I’m sorry it’s been so long and thank everyone for your feedback and understanding. We managed to get her into a VA home and things were going ok until she decided to break the rules… no smoking inside. She was defiant about it so police escorted her off the property. I’m struggling with depression over it all myself now. Plan to seek counseling. She has played between her dad and I, working us so to speak, for years. But when she ruined this last opportunity for good help, I drew a line in the sand. I think she thought she could come live with us, but that just cannot happen. I will not live that way anymore. She lost everything! Her ID, debit card, clothes, phone… everything! Twice now. I’m done. I told her I’m not accepting her phone calls from strange numbers. I told her not to call me anymore. She tried and tried and I’ve stayed strong.
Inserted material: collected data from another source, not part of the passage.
PR #2886, opened 2026-04-28
bugfix: v2.1.0 UnboundLocalError in sqla.ModelView

### LINKED ISSUE #2885: Unbound variable error in update_model since 2.1.0
Errors in `on_model_change` cause an `UnboundLocalError` in https://github.com/pallets-eco/flask-admin/blob/v2.1.0/flask_admin/contrib/sqla/view.py#L1419 

> E   UnboundLocalError: cannot access local variable 'session' where it is not associated with a value

The `session` variable  is only created after that method is called, so if it raises an error then it doesn't exist and Python throws that error.

This works in 2.0.2, but broken in 2.1.0.

Environment:

- Python version: 3.12
- Flask version: 3.1.3
- Flask-Admin version: 2.1.0

ElLorans:
fixes #2885

### DIFF
--- a/doc/changelog.rst
+++ b/doc/changelog.rst
@@ -1,6 +1,12 @@
 Changelog
 =========
 
+2.1.1 [unreleased]
+------------------
+
+Bugfixes:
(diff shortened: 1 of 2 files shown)


samuelhwilliams (approved):
Nice, thank you 🙇

PR #2889, opened 2026-05-02
Ignore uv.lock files from examples

ElLorans:
uv.lock in examples are not useful for tracking since we do not use `uv run --locked main.py` but `uv run main.py` and they only cause many useless dependabot PR that are already polluting the commit history.

I ran `git rm --cached $(find examples/ -type f -name "uv.lock")` to remove them from the index


hasansezertasan (approved):
Looked good to me, thanks @ElLorans 🚀.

Before she left, I told her I loved her and that when she’s ready to try to get her life together, I’d be happy to help. She refuses help and won’t help herself. I watch my back because she knows where we live. She has threatened my life before. It’s miserable to worry, but I do. We’ve done all we can up to now, exhausted every avenue. All she had to do to be readmitted to the VA house was to take a covid test… she refused. We are still working with the VA, so there is a small amount of hope there. But tonight, she is homeless again and the weather is going to get very cold soon. She refused her clothing and sleeping bag. She was kicked out of the Salvation Army shelter. I don’t know where she is and she has no money. What will it take Lord. Her only lifeline is her Dad. He’s able to detach (more like a social worker) and not get emotionally tangled in her web. I want no part of it anymore yet my heart is torn apart. Tired! So damn tired! Exhausted. I worry she will die out there. I’m hurting. I know she is too, but for now, with the exception of staying in touch with the VA, we are out of answers. I love her, but I love the memories of her when she was young. This person she is now, I don’t know and she won’t talk. I pray for God’s favor in her life… some breakthrough. Hope however small is still hope. God help Claire, please.